3krq: Difference between revisions

Publication Abstract from PubMed

The mode of binding of aromatic ligands in the substrate binding site on the distal heme side in heme peroxidases is well understood. However, the mode of diffusion through the extended hydrophobic channel and the regulatory role of the channel are not yet clear. To provide answers to these questions, the crystal structure of the complex of lactoperoxidase and 3-amino-1,2,4-triazole (amitrole) has been determined, which revealed the presence of two ligand molecules, one in the substrate binding site and the second in the hydrophobic channel. The binding of ligand in the channel induced a remarkable conformational change in the side chain of Phe254, which flips from its original distant position to interact with the trapped ligand in the hydrophobic channel. As a result, the channel is completely blocked so that no ligand can diffuse through it to the substrate binding site. Another amitrole molecule is bound to lactoperoxidase in the substrate binding site by replacing three water molecules, including the crucial iron-bound water molecule, W1. In this arrangement, the amino nitrogen atom of amitrole occupies the position of W1 and interacts directly with ferric iron. As a consequence, it prevents the binding of H(2)O(2) to heme iron. Thus, the interactions of amitrole with lactoperoxidase obstruct both the passage of ligands through the hydrophobic channel as well as the binding of H(2)O(2). This explains the amitrole toxicity. From binding studies, the dissociation constant (K (d)) for amitrole with lactoperoxidase was found to be approximately 5.5 x 10(-7) M, indicating high affinity.

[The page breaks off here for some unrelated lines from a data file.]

PR #1533, opened 2023-07-11
Glossary blame

JoeCohen:
Displays the Creator and Editor on the GlossaryTerm page.
As discussed in the 2023-07-01 Tech Meeting. https://groups.google.com/g/mo-developers/c/qJxCqu3J-u0

### Manual Test
- Run the script found at this link: https://github.com/MushroomObserver/mushroom-observer/blob/e322883554e23c7bcddd7d6f9740c72fcf72cc87/script/db_fix_term_user.rb
(It fixes some errors in the db snapshot, which errors have already been fixed in the live db.)
- View a Glossary Term that you did not create
- Edit it
Expected result: It should list the Creator and Editor(s).

### DIFF
--- a/app/views/glossary_terms/show.html.erb
+++ b/app/views/glossary_terms/show.html.erb
@@ -51,4 +51,10 @@
     <%= :footer_created_at.t(date: @glossary_term.created_at.web_time) %><br/>
     <%= :footer_last_updated_at.t(date: @glossary_term.updated_at.web_time) %>
   </p>
+
+  <div id="glossary_term_authors_editors">
+    <%= panel_block do %>
+      <%= show_authors_and_editors(obj: @glossary_term, user: @user) %>
+    <% end %>
+  </div>
 </div>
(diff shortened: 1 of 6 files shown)


app/views/glossary_terms/show.html.erb
```diff
@@ -51,4 +51,10 @@
     <%= :footer_created_at.t(date: @glossary_term.created_at.web_time) %><br/>
     <%= :footer_last_updated_at.t(date: @glossary_term.updated_at.web_time) %>
   </p>
+
+  <div id="glossary_term_authors_editors">
+    <%= panel_block do %>
+      <%= show_authors_and_editors(obj: @glossary_term, user: @user) %>
+    <% end %>
+  </div>
```
JoeCohen, line 59: I find it always time-consuming to write the view.
But this one was relatively quick, thanks to @nimmolo's helper methods and the pattern he used for Name and Location.

nimmolo: Glad it helped. 

(Of course, I probably changed it for the bootstrap 5 branch, but it should be easy enough to adapt this and the other Glossary Term PR, and keep that branch up with these PRs.)

pellaea:
Also looks fine to me.

PR #1535, opened 2023-07-25
Glossary views

JoeCohen:
Updates Glossary views to:
- reference the new Guidelines
- add some simple instructions to the form


app/views/glossary_terms/_form.html.erb
```diff
@@ -5,13 +5,36 @@
...
+      append: help_block(
+        :p,
+        :form_glossary_name_help.t + " " +
+        link_to(
+          :glossary_term_index_documentation.t,
+          "https://github.com/MushroomObserver/mushroom-observer/blob/main/doc/glossary.md"
+        )
+      )
+    )
+  %>
```
JoeCohen, line 22: @nimmolo:
Off the top of your head, do you see a way to simplify this? 
(It displays fine, so I don't think it's worth your time to dig into it.
Part of the problem is that the link is to an external file (even though it's in the repo) 
in order to make it render with GitHub flavored markdown.)


but the erb is c

nimmolo: This seems right to me. Elsewhere sometimes I define the `help_block` at the top of the page as a variable to shorten up the `text_field_with_label` but it's not necessary.

app/views/glossary_terms/index.html.erb
```diff
@@ -8,8 +8,14 @@ tabs = User.current ? [
...
-<%= content_tag(:div, :glossary_term_index_intro.tp, class: "container-text") %>
-
+<%=
+  content_tag(
+    :div,
+    link_to(:glossary_term_index_documentation.tp,
+    "https://github.com/MushroomObserver/mushroom-observer/blob/main/doc/glossary.md"),
+    class: "container-text"
+  )
+%>
```
nimmolo, line 18: Note that you can use `tag.div(args)` these days, i'm using it a lot on the bootstrap branch.

app/views/glossary_terms/_form.html.erb
nimmolo: Might make more sense to move the file to a deployed folder (i'm finding public/doc for example) and call the file with a relative url:
`public/doc/glossary.md'

nimmolo: Whoops — of course it's an `href` attribute. 
It needs the full path, but you can maybe use something like

```
File.join(Rails.root, "/public/doc/glossary.md")
```

JoeCohen: Thanks for the feedback!
The file will be deployed. I'll give that a try.
But I wonder how it will render. It's written in Github flavored markdown.

app/views/glossary_terms/index.html.erb
JoeCohen: Good point.  re `tag`

nimmolo:
With a relative path you should be able to check the markdown rendering, locally. It should serve from your local repo (instead of the github blob) just like it would live, i would imagine. On Jul 25, 2023, at 8:39 PM, Joseph D. Cohen ***@***.***> wrote:﻿
@JoeCohen commented on this pull request.



In app/views/glossary_terms/index.html.erb:
> @@ -8,8 +8,14 @@ tabs = User.current ? [
 @container = :text_image
 %>
 
-<%= content_tag(:div, :glossary_term_index_intro.tp, class: "container-text") %>
-
+<%=
+  content_tag(
+    :div,
+    link_to(:glossary_term_index_documentation.tp,
+    "https://github.com/MushroomObserver/mushroom-observer/blob/main/doc/glossary.md"),
+    class: "container-text"
+  )
+%>

Good point.  re tag

app/views/glossary_terms/_form.html.erb
JoeCohen: Can't figure out how to link to the deployed file.
So sticking with what I've got for a while.
Maybe a longer term solution is to route everything through the `info` controller.

nimmolo: Joe -  finally got my localhost to boot and now I understand your idea, makes sense, of course!

Github's hosted version of the file displays legible HTML, i.e. it parses the markdown. If _we_ host the file it will just display raw text, as you'd see it in a markdown editor. 

Yes, I agree that the better long-term solution is to just make a static page in the app, not necessarily under the Info controller. 

The main question is db and admin-user-interface design. It would be nice to have a standard UI for editing page content for any page in the Info controller and storing that content in the DB by page ID, so that the page "view" would have no hardcoded HTML but just render the Textile from that db entry, a textile string. 

We'd just write a simple info/edit form with a big Textile textarea, as we would for an observation description, for example — the form for the info page would pull the current text from the db, and the update route would store edits back in the database. The live page would parse the Textile as we do elsewhere.

Obviously it's less of a project to make the Glossary page with raw HTML, like other info pages. But, I understand why you didn't do that, it's not very admin friendly - it's much nicer to edit in Markdown or Textile, isn't it. 

(Fwiw, I found a path that works, so you could theoretically host the file under `/public` in the deployed file, rather than linking back to Github.)

nimmolo: Aha. I think i am getting closer to a solution.

Maybe what would be useful is an Info **model**.
It could be a really simple model at first, with just a title and text. 

Then the info controller would have forms, accessible to admins only, controlling the CRUD of these info pages, and there could be routes for other namespaced InfoPages like names/info, for general info about names, or locations/info

I feel certain there are examples of stuff like this in the wild. 
This is basically what a CMS is, like WordPress. It's a very useful pattern. 
If the route itself is an attribute stored in the db, it seems even possible to dynamically "create" a brand new info page with a new route, through such a UI. Somehow routes.rb would dynamically check each entry in the Info table (in other words, each page) and create routes for each page.

JoeCohen:
I think this is a project for another day.
At the moment I'm trying to figure out how the redcarpet gem
<https://github.com/vmg/redcarpet> works and understand how we use Redcloth
so that we can use redcarpet as a substitute for Redcloth, which is no
longer maintained and has a security warning.
(I'm having trouble getting my head around how to do this.
Maybe I somehow have to trick redcarpet into interpreting MO-flavored
Textile as "standard" Markdown <https://www.markdownguide.org/basic-syntax/>.
Then redcarpet will correctly render the result as html.
If I can do that, then we should be able to render standard markdown as
html, see e.g.,
https://www.mitchcraver.com/2022/04/01/markdown-in-ruby-on-rails-with-redcarpet/
and maybe even extend redcarpet so that we can render Github flavored
markdown as html.)

nimmolo:
I agree — totally outside the scope of this PR, it just struck me as a big improvable.

Let's continue this in Discussions. I will start the discussion now, but hopefully you can flesh out what you're thinking there.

First structural evidence for the mode of diffusion of aromatic ligands and ligand-induced closure of the hydrophobic channel in heme peroxidases.,Singh AK, Singh N, Tiwari A, Sinha M, Kushwaha GS, Kaur P, Srinivasan A, Sharma S, Singh TP J Biol Inorg Chem. 2010 May 12. PMID:20461536^[1]

From MEDLINE®/PubMed®, a database of the U.S. National Library of Medicine.